Rio - A busca pela realização profissional, a espera por um relacionamento e outras prioridades pessoais fazem parte dos motivos que levam as brasileiras a adiar, cada vez mais, o momento de ter filhos. Estudo do IBGE aponta que, em uma década, o número de mulheres que engravidaram após os 40 anos de idade cresceu 27%.

O tema vem ganhando força em estudos de obstetrícia, além de merecer reflexão por parte de nós, especialistas na área. Mais que a gestação precoce — antes dos 16 anos —, a gravidez após os 40 requer acompanhamento especial, dado o risco de desenvolvimento de doenças crônicas tanto para a mãe quanto para o bebê.

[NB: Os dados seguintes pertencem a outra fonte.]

PR #670, opened 2026-07-14
fix(agent): prevent plan execution from stalling after update_plan

### LINKED ISSUE #666: Bug Zero getting stuck on a plan
### Version / branch / commit

Zero Version 0.3.0

### OS and environment

Linux Cachyos 

### Steps to reproduce

I submit a request to my AI—in this case, I'm using HY3—but after it performs the initial checks and creates a plan, it gets stuck on that first step for hours; I've left it running to test it, but it doesn't move past that point or complete the full set of plans.

### Expected behavior

The right thing to do is for him to finish it, and then for me to test if it worked.

### Actual behavior

It doesn't complete all the plans; it gets stuck on the first plan, as I showed in the photo.

Image

gnanam1990:
## Summary
Fixes an agent-loop failure where Zero could remain indefinitely on the first active plan step after `update_plan`.
When a model returned continuation-cue text or reasoning-only responses without productive tool calls, interactive runs could accept the response as complete or repeatedly consume turns without reporting a visible failure.

## Root cause
- The completion gate was applied only when `RequireCompletionSignal` was explicitly enabled.
- Interactive TUI runs therefore accepted some non-productive text turns while plan items remained unfinished.
- Reasoning-only responses reset the empty-turn protection, allowing repeated non-productive turns until the turn budget was exhausted.
- The plan panel continued displaying the last valid `update_plan` state, leaving the first step active.

## Fix
- Apply the completion gate whenever unfinished plan items remain.
- Treat completed reasoning-only turns as non-productive while a plan is pending.
- Preserve the existing bounded continuation-nudge behaviour.
- Propagate incomplete results to the TUI.
- Show a visible incomplete-run notice.
- Mark the active plan step failed instead of falsely completing remaining steps.
- Keep no-plan and ordinary completion behaviour unchanged.

## Tests
Added regression coverage for:
- pending-plan completion gating without `RequireCompletionSignal`,
- bounded handling of reasoning-only turns,
- multi-chunk reasoning within one provider turn counting as one non-productive turn,
- reasoning-only turn followed by productive tool call succeeding,
- non-colon mid-step text nudged while plan pending,
- bounded nudge then valid final answer on TUI path,
- cancellation during plan-pending run,
- repeated identical `update_plan` hitting max turns,
- TUI incomplete-state handling,
- active-step failure without completing pending steps.

## Verification
- `go fmt ./...`
- `go vet ./...`
- `go test ./...`
- `make build`

### Lint comparison (base `80c39aa` vs fix `6360909`)
`golangci-lint` with `--enable-only unused,ineffassign,staticcheck` reports **36 issues on both** base and fix branches. No new failures in changed production files (`internal/agent/loop.go`, `internal/agent/guardrails.go`, `internal/tui/plan_panel.go`, `internal/tui/model.go`). Pre-existing failures remain in unrelated packages (`internal/sandbox`, `internal/tui` helpers, `internal/cli`, etc.).

### Smoke test
Live HY3 smoke test **not performed** — no HY3/OpenGateway credentials configured locally (active provider is `xai`). Deterministic fake-provider tests are the primary reproduction.

Fixes #666

## Summary by CodeRabbit

* **Bug Fixes**
  * Improved plan-aware “completion gate” and runaway/no-output behavior so stalls with pending plan steps use bounded “continue” nudges and end with correct incomplete outcomes.
  * Runs that stop mid-plan are now reported as incomplete (not successful), with remaining plan steps updated accordingly.
  * Cancellation during plan-pending stalls now stops immediately with a canceled result.
  * Prevented silent looping on repeated identical plan updates by enforcing max-turn limits.
* **Reliability / UX**
  * Refined reasoning-only turn detection while a plan is pending.
  * The TUI now displays “Run incomplete” as a system notice during resume/rehydration, with appropriate transcript behavior.

### DIFF
--- a/internal/agent/completion_gate_test.go
+++ b/internal/agent/completion_gate_test.go
@@ -2,6 +2,7 @@ package agent
 
 import (
 	"context"
+	"errors"
 	"strings"
 	"testing"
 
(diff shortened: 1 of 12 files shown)


jatmn (changes requested):

## Findings

- [P1] Preserve pending-plan incompleteness at the max-turns exit
  `internal/agent/loop.go:739`
  The new plan-aware gate applies to interactive runs even when `RequireCompletionSignal` is false, but both max-turns exits still set `Result.Incomplete` only when that option is true. A TUI run can therefore repeatedly make tool calls (including `update_plan` with an in-progress item) until `MaxTurns`, receive the forced final summary, and be treated as successful; `model.updateModel` then calls `completeRemaining` and marks every untouched step complete. This recreates the false-completion state the PR is fixing. Mark a max-turn cutoff incomplete when pending plan items remain as well, and assert the result/TUI state in the repeated-plan regression.

- [P2] Keep the incomplete-run event in resumed prompt context
  `internal/sessions/store.go:40`
  `EventRunIncomplete` is rendered on TUI resume, but the session prompt filter in `exec_session.go` does not retain this new event type. Consequently, the next TUI or `exec --resume` agent invocation receives the final assistant message but not the reason that its prior run stopped unfinished, so it can reason from an apparent successful completion. Include the new event in `promptContextEvents` and cover resumed/forked prompt construction.

- [P2] Persist the final answer before its incomplete notice
  `internal/tui/model.go:5184`
  Live rendering appends the assistant's final answer and then the `Run incomplete` notice, but persistence appends `EventRunIncomplete` before `EventMessage`. Session hydration replays events in stored order, so reopening the session reverses the visible chronology and presents the warning before the answer it qualifies. Store the assistant message first (or otherwise preserve the live ordering) and add an ordered replay test.

jatmn (changes requested):

## Findings

- [P1] Preserve pending-plan incompleteness at the max-turns exit
  `internal/agent/loop.go:739`
  The new plan-aware gate applies to interactive/TUI runs even when `RequireCompletionSignal` is false, but both max-turns exits still set `Result.Incomplete` only when that option is true. A TUI run can keep making tool calls (including `update_plan` with an in-progress item) until `MaxTurns`, receive the forced final summary, and be treated as successful; `model.updateModel` then calls `completeRemaining` and marks every untouched step complete. This recreates the false-completion state this PR is intended to prevent. Mark a max-turn cutoff incomplete when pending plan items remain as well, and assert the result/TUI state in the repeated-plan regression.

- [P1] Derive the completion gate from a successfully applied plan
  `internal/agent/guardrails.go:541`
  `observeTurn` updates `planItemsPending` from raw `update_plan` arguments before the tool is executed. For example, with an existing pending TUI plan, a call such as `{"plan":[{"status":"completed"}]}` clears the guard count, but `update_plan` rejects the missing `content` and leaves the actual plan unchanged. The next text turn bypasses the new interactive completion gate and `completeRemaining` falsely completes that still-pending panel. This also diverges from the dispatcher’s concatenated-JSON recovery path. Only replace guard plan state after a successful, normalized update (or retain the prior state on a failed call), and cover the failed-update regression.

- [P2] Keep the incomplete-run event in resumed prompt context
  `internal/sessions/exec_session.go:194`
  `EventRunIncomplete` is rendered on TUI resume, but the session prompt filter does not retain the new event type. Consequently, the next TUI or `exec --resume` invocation receives the final assistant message but not the reason that its prior run stopped unfinished, so it can reason from an apparent successful completion. Include the event in `promptContextEvents` and cover resumed/forked prompt construction.

- [P2] Persist the final answer before its incomplete notice
  `internal/tui/model.go:5184`
  Live rendering appends the assistant's final answer and then the `Run incomplete` notice, but persistence appends `EventRunIncomplete` before `EventMessage`. Session hydration replays events in stored order, so reopening the session reverses the visible chronology and presents the warning before the answer it qualifies. Store the assistant message first (or otherwise preserve the live ordering) and add an ordered replay test.

Vasanthdev2004 (changes requested):
Requesting changes, though mostly to set direction before you spend more time on this head. #719 merged on main and extracted the completion decision into a typed policy (internal/agent/completion_policy.go), so this branch now conflicts — please rebase and express the interactive plan-pending gate through that policy (evaluate it whenever plan items are pending, not only under RequireCompletionSignal) rather than re-adding the inline nudge logic the refactor removed. The fix itself is still needed; #666 is still live on main after the refactor.

I also went through jatmn's review on this head and agree with all four findings, the two P1s especially: the max-turns exits around loop.go:739/748 still set Incomplete only under RequireCompletionSignal, so a TUI run that hits MaxTurns mid-plan gets its panel force-completed — the exact false completion this PR exists to prevent (your TestRunRepeatedIdenticalUpdatePlanHitsMaxTurns just needs to assert result.Incomplete to catch it). And observePlanUpdate counts from the raw update_plan args before the tool executes, so a call the tool rejects (e.g. missing content) still clears the gate. The reasoning-only turn handling and the failed-step panel treatment are right, and the test coverage is genuinely good — rebase onto the policy, fold in jatmn's four, and I'm ready to approve.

O que acontece é que, talvez por falta de divulgação em massa ou por abordagem limitada do obstetra, muitas vezes a gestante madura resiste e se queixa da atenção diferenciada no pré-natal, dando indícios de que queremos culpá-la pela escolha tardia. Como é comum que reclamem de exageros médicos nas precauções, valem os esclarecimentos: cada mulher é dona do seu corpo e tem o direito de escolher a melhor fase da vida para ser mãe. Cabe a nós, médicos, tomar medidas para que seu momento gestacional seja saudável e inesquecível, como toda mulher merece.

Mas, infelizmente, a partir de certa idade, o organismo já não responde como o esperado. Mesmo assim, o advento da fertilização in vitro tem contribuído para a realização do desejo de gravidez das mulheres maduras.

Na literatura médica, todos os autores são unânimes quanto à atenção redobrada em gestações de mulheres acima dos 40 anos. Ainda que os avanços da área sejam celebrados, há riscos, como hipertensão e diabetes, que, mesmo controláveis, são de duas a três vezes maiores em grávidas acima dos 35 anos, de acordo com a Sociedade Brasileira de Ginecologia e Obstetrícia. Pesquisas comprovam a ocorrência de má-formação em bebês gerados por mulheres maiores de 40 anos até 30 vezes mais do que os gerados por mães mais novas.

Como obstetra especialista e professor em uma área com tantas peculiaridades — e que envolve muita sensibilidade aliada à técnica —, proponho reflexão sobre o tema. Se nos empenharmos nas recomendações às gestantes com esse perfil, podemos garantir que o pré-natal delas seja pleno de alegria e realizações.